Activity
The job is to find each line of the records below that includes the word "static" and copy it.

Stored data
PR #1832, opened 2024-03-04
extract checking topic availability from BrokerMessageProducer

piotrrzysko:
Addresses https://github.com/allegro/hermes/blob/e27aef8dfc0dfc56a35f53c4ebbda607da76e3f4/hermes-frontend/src/main/java/pl/allegro/tech/hermes/frontend/producer/kafka/MultiDCKafkaBrokerMessageProducer.java#L156


hermes-frontend/src/main/java/pl/allegro/tech/hermes/frontend/server/TopicMetadataLoadingRunner.java
```diff
@@ -1,81 +1,154 @@
...
-        return allResults;
+    private boolean refreshMetadataForDatacenters(List<String> datacenters) {
+        try {
+            long start = System.currentTimeMillis();
+            logger.info("Loading topic metadata for datacenters: {}", datacenters);
+            List<CachedTopic> topics = topicsCache.getTopics();
+            List<MetadataLoadingResult> allResults = loadMetadataForTopics(topics, datacenters);
+            logger.info("Finished loading topic metadata in {}ms", System.currentTimeMillis() - start);
+            logResultInfo(allResults);
+            return allResults.stream().anyMatch(MetadataLoadingResult::isFailure);
```
moscicky, line 74: `allResults.stream().anyMatch(MetadataLoadingResult::isFailure)` means that we return `true` if any job fails. Shouldn't we negate the result?

hermes-frontend/src/main/java/pl/allegro/tech/hermes/frontend/server/TopicMetadataLoadingJob.java
```diff
@@ -13,8 +11,6 @@
 
 public class TopicMetadataLoadingJob implements Runnable {
```
moscicky, line 12: not really related to this PR but I think it would be helpful to at least add a comment what is this the purpose of this class - i.e. to keep producers warm. Without that it is hard to tell, it refreshes topics in the background and discards the result - what for?

hermes-frontend/src/test/groovy/pl/allegro/tech/hermes/frontend/server/TopicMetadataLoadingRunnerTest.groovy
```diff
@@ -33,60 +33,60 @@ class TopicMetadataLoadingRunnerTest extends Specification {
...
     def "should leave retry loop when reached max retries and failed to load metadata"() {
         given:
-        BrokerMessageProducer producer = Mock()
-        def hook = new TopicMetadataLoadingRunner(producer, topicsCache, 2, Duration.ofSeconds(10), 4)
+        BrokerTopicMetadataFetcher checker = Mock()
+        def hook = new TopicMetadataLoadingRunner(checker, "dc1", ["dc1", "dc2"], topicsCache, 2, Duration.ofSeconds(10), 4)
 
         when:
-        hook.refreshMetadata()
+        hook.refreshMetadataForLocalDatacenter()
```
moscicky, line 72: how about checking the result of this method?

hermes-frontend/src/main/java/pl/allegro/tech/hermes/frontend/producer/kafka/KafkaBrokerTopicMetadataFetcher.java
```diff
@@ -0,0 +1,63 @@
...
+
+import org.apache.kafka.common.PartitionInfo;
+import org.slf4j.Logger;
+import org.slf4j.LoggerFactory;
+import pl.allegro.tech.hermes.frontend.metric.CachedTopic;
+import pl.allegro.tech.hermes.frontend.producer.BrokerTopicMetadataFetcher;
+
+import java.util.List;
+
+public class KafkaBrokerTopicMetadataFetcher implements BrokerTopicMetadataFetcher {
```
moscicky, line 11: I am wondering whether it makes sense to separate `KafkaBrokerTopicMetadataFetcher ` from `KafkaTopicMetadataFetcher`:
1. they names are really similar which makes it confusing
2. KafkaTopicMetadataFetcher is only used by KafkaBrokerTopicMetadataFetcher

hermes-frontend/src/main/java/pl/allegro/tech/hermes/frontend/producer/kafka/KafkaBrokerTopicMetadataFetcher.java
```diff
@@ -0,0 +1,63 @@
...
+            return false;
+        }
+
+        logger.warn("No information about partitions for topic {}", kafkaTopicName);
+        return false;
+    }
+
+    @Override
+    public boolean tryFetchFromDatacenter(CachedTopic topic, String datacenter) {
+        // TODO: To fetch metadata for a selected datacenter https://github.com/allegro/hermes/pull/1823 is required.
```
moscicky, line 51: In the final implementation we have to be extra careful: this class uses `Producers` and `KafkaTopicMetadataFetcher`. `KafkaTopicMetadataFetcher` in turn uses `AdminClient`. So we are essentially using two different Kafka clients (KafkaProducer and AdminClient) here and we need to make sure in the future that both of them refer to the same datacenter

moscicky (changes requested):

hermes-frontend/src/main/java/pl/allegro/tech/hermes/frontend/server/TopicMetadataLoadingRunner.java
moscicky: `KafkaReadinessCheckTest` is probably failing because of this

piotrrzysko: Correct. Fixed.

hermes-frontend/src/main/java/pl/allegro/tech/hermes/frontend/producer/kafka/KafkaBrokerTopicMetadataFetcher.java
piotrrzysko: Good point. Merged.

hermes-frontend/src/main/java/pl/allegro/tech/hermes/frontend/producer/kafka/KafkaBrokerTopicMetadataFetcher.java
piotrrzysko: Perhaps, an option worth considering is to introduce datacenter awareness in this PR since its scope is relatively narrow and it is easier to spot any bugs.

piotrrzysko: Let me play around with this a bit. Perhaps remodeling this class slightly will address this comment and https://github.com/allegro/hermes/pull/1832#discussion_r1512650819.

moscicky (approved):

PR #1836, opened 2024-03-10
Add basic HermesMock listener for kotest

deejay1:
# What
Add basic implementation of a kotest extension based on the Wiremock one.

# Why
To provide a ready to go implementation for kotest users.

### DIFF
--- a/settings.gradle
+++ b/settings.gradle
@@ -1,3 +1,6 @@
+plugins {
+    id 'org.gradle.toolchains.foojay-resolver-convention' version '0.5.0'
+}
 rootProject.name='hermes'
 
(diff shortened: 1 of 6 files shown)


settings.gradle
```diff
@@ -1,3 +1,6 @@
+plugins {
+    id 'org.gradle.toolchains.foojay-resolver-convention' version '0.5.0'
```
bgalek, line 2:
```suggestion
    id 'org.gradle.toolchains.foojay-resolver-convention' version '1.0.0'
```

bgalek: And you can convert this file to KTS while at it :)

PR #1855, opened 2024-04-29
provide more visibility into offline retransmission task creation

moscicky:


hermes-management/src/main/java/pl/allegro/tech/hermes/management/api/OfflineRetransmissionEndpoint.java
```diff
@@ -91,9 +91,9 @@ private void ensurePermissionsToBothTopics(OfflineRetransmissionRequest request,
     private static class OfflineRetransmissionAuditor {
         private static final Logger logger = LoggerFactory.getLogger(OfflineRetransmissionAuditor.class);
 
-        public void auditRetransmissionCreation(OfflineRetransmissionRequest request, ContainerRequestContext requestContext) {
+        public void auditRetransmissionCreation(OfflineRetransmissionRequest request, ContainerRequestContext requestContext, OfflineRetransmissionTask task) {
```
szczygiel-m, line 94: nit: what do You think about passing only taskId instead of whole Task object?

szczygiel-m (approved):

hermes-management/src/main/java/pl/allegro/tech/hermes/management/api/OfflineRetransmissionEndpoint.java
moscicky: I'd say that `OfflineRetransmissionTask` being return is more descriptive than `String` and fields are all immutable anyway. I've also seen (e.g. in [spring](https://docs.spring.io/spring-data/commons/docs/current/api/org/springframework/data/repository/CrudRepository.html)) that `save` methods to return the whole saved object

moscicky: I'd rather go for `OfflineRetransmissionTask` since it is the task being audited and it has other fields. We only care for id for now tough. But I'd stick to `OfflineRetransmissionTask`

szczygiel-m (approved):

faderskd (approved):

PR #1884, opened 2024-07-30
Faster topic removal in MultiDC setup

moscicky:
Fixes a race condition due to which topic/group removal in remote DC was taking up to 150s. Exact bug is described in `pl.allegro.tech.hermes.infrastructure.zookeeper.ZookeeperTopicRepository#removeTopic`. After this change group/topic removal takes tens of ms in remote DC.

### DIFF
--- a/hermes-common/src/main/java/pl/allegro/tech/hermes/infrastructure/zookeeper/ZookeeperBasedRepository.java
+++ b/hermes-common/src/main/java/pl/allegro/tech/hermes/infrastructure/zookeeper/ZookeeperBasedRepository.java
@@ -156,6 +156,16 @@ public abstract class ZookeeperBasedRepository {
                 .commit();
     }
 
+    protected void deleteInTransaction(String path, String childPath) throws Exception {
+        ensureConnected();
+        zookeeper.inTransaction()
+                .delete().forPath(childPath)
+                .and()
+                .delete().forPath(path)
+                .and()
+                .commit();
+    }
+
     protected void create(String path, Object value) throws Exception {
         ensureConnected();
         zookeeper.create().forPath(path, mapper.writeValueAsBytes(value));
--- a/hermes-common/src/main/java/pl/allegro/tech/hermes/infrastructure/zookeeper/ZookeeperBasedRepository.java
+++ b/hermes-common/src/main/java/pl/allegro/tech/hermes/infrastructure/zookeeper/ZookeeperBasedRepository.java
@@ -183,13 +183,8 @@ public abstract class ZookeeperBasedRepository {
     }
 
     protected void remove(String path) throws Exception {
-        logger.info("Removing path {} from ZK", path);
-        long start = System.currentTimeMillis();
         ensureConnected();
-        logger.info("Ensured connected to ZK in {} ms", System.currentTimeMillis() - start);
-        start = System.currentTimeMillis();
         zookeeper.delete().guaranteed().deletingChildrenIfNeeded().forPath(path);
-        logger.info("Deleted path {} from ZK in {} ms", path, System.currentTimeMillis() - start);
     }
 
     private interface ThrowingReader<T> {
--- a/hermes-common/src/main/java/pl/allegro/tech/hermes/infrastructure/zookeeper/ZookeeperBasedRepository.java
+++ b/hermes-common/src/main/java/pl/allegro/tech/hermes/infrastructure/zookeeper/ZookeeperBasedRepository.java
@@ -5,6 +5,8 @@ import com.fasterxml.jackson.databind.JsonMappingException;
 import com.fasterxml.jackson.databind.ObjectMapper;
 import org.apache.commons.lang3.ArrayUtils;
 import org.apache.curator.framework.CuratorFramework;
+import org.apache.curator.framework.api.transaction.CuratorTransactionFinal;
+import org.apache.curator.utils.ZKPaths;
 import org.apache.zookeeper.data.Stat;
 import org.slf4j.Logger;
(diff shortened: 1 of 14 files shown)


hermes-common/src/main/java/pl/allegro/tech/hermes/infrastructure/zookeeper/ZookeeperTopicRepository.java
```diff
@@ -77,12 +78,67 @@ public void createTopic(Topic topic) {
...
+        if (pathExists(topicPreviewPath)) {
+            pathsForRemoval.add(topicPreviewPath);
+        }
+
+        pathsForRemoval.add(paths.subscriptionsPath(topicName));
+        pathsForRemoval.add(paths.topicPath(topicName));
+
         try {
-            remove(paths.topicPath(topicName));
+            deleteInTransaction(pathsForRemoval);
```
faderskd, line 141: should we also use this method in other places ? because now we have two different methods for removing paths🤔 for paths without children it will be no-brainer (just use a simple remove),  but for those with children we should consider both

hermes-management/src/main/java/pl/allegro/tech/hermes/management/domain/dc/MultiDatacenterRepositoryCommandExecutor.java
```diff
@@ -58,7 +61,7 @@ private <T> void execute(RepositoryCommand<T> command, boolean isRollbackEnabled
                     throw ExceptionWrapper.wrapInInternalProcessingExceptionIfNeeded(e, command.toString(), repoHolder.getDatacenterName());
                 }
             } catch (Exception e) {
-                logger.warn("Execute failed with an error", e);
+                logger.warn("Failed to execute repository command: {} in ZK dc: {}", command, System.currentTimeMillis() - start, e);
```
faderskd, line 64: `Failed to execute repository command: {} in ZK dc: {} in: {} ms", repoHolder.getDatacenterName(), System.currentTimeMillis() - start`

moscicky: fixed

hermes-common/src/main/java/pl/allegro/tech/hermes/infrastructure/zookeeper/ZookeeperTopicRepository.java
moscicky: Transactional removal should only be used when needed - it has a higher overhead + it is required to supply all the paths. Most of the time we remove things for prefix,  e.g. delete all nodes for topic and this requires `deleteChildrenIfNeeded` which is not available in transactions. So imo these two methods have different usage scenarios

hermes-common/src/main/java/pl/allegro/tech/hermes/infrastructure/zookeeper/ZookeeperBasedRepository.java
```diff
@@ -156,6 +166,20 @@ protected void createInTransaction(String path, Object value, String childPath)
                 .commit();
     }
 
+    protected void deleteInTransaction(List<String> paths) throws Exception {
+        if (paths.isEmpty()) {
+            throw new InternalProcessingException("Attempting to remove empty set of paths from ZK");
+        }
+        ensureConnected();
+        CuratorTransactionFinal transaction = zookeeper.inTransaction().delete().forPath(paths.get(0)).and();
```
pitagoras3, line 174: **issue:** ZooKeeper API mentions that `inTransaction` method is deprecated. 

```java
/**
 * Start a transaction builder
 *
 * @return builder object
 * @deprecated use {@link #transaction()} instead
 */
public CuratorTransaction inTransaction();
```

Can we use `transaction()` method here?

hermes-common/src/main/java/pl/allegro/tech/hermes/infrastructure/zookeeper/ZookeeperBasedRepository.java
```diff
@@ -156,6 +166,20 @@ protected void createInTransaction(String path, Object value, String childPath)
...
+
+        for (int i = 1; i < paths.size(); i++) {
+            transaction = transaction.delete().forPath(paths.get(i)).and();
+        }
+
+        transaction.commit();
+    }
```
pitagoras3, line 181: **note:** Here is my proposition for refactor:

```java
protected void deleteInTransaction(List<String> paths) throws Exception {
    if (paths.isEmpty()) {
        throw new InternalProcessingException("Attempting to remove empty set of paths from ZK");
    }
    ensureConnected();
    zookeeper.transaction().forOperations(
            paths.stream().map(x -> {
                try {
                    return zookeeper.transactionOp().delete().forPath(x);
                } catch (Exception e) {
                    throw new RuntimeException(e);
                }
            }).collect(Collectors.toList())
    );
}
```

Feel free to tweak with it :)

pitagoras3 (changes requested):

pitagoras3 (approved):

hermes-common/src/main/java/pl/allegro/tech/hermes/infrastructure/zookeeper/ZookeeperBasedRepository.java
pitagoras3: Will be resolved here: https://github.com/allegro/hermes/issues/1886

faderskd (approved):

PR #50, opened 2023-05-24
Helm chart

runyontr:


kubernetes/observibility/dcgm-exporter.yaml
```diff
@@ -0,0 +1,74 @@
+# Copyright (c) 2021, NVIDIA CORPORATION.  All rights reserved.
```
runyontr, line 1: We'll bring this stuff into the chart sometime soon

Output for this exercise
     private static class OfflineRetransmissionAuditor {
         private static final Logger logger = LoggerFactory.getLogger(OfflineRetransmissionAuditor.class);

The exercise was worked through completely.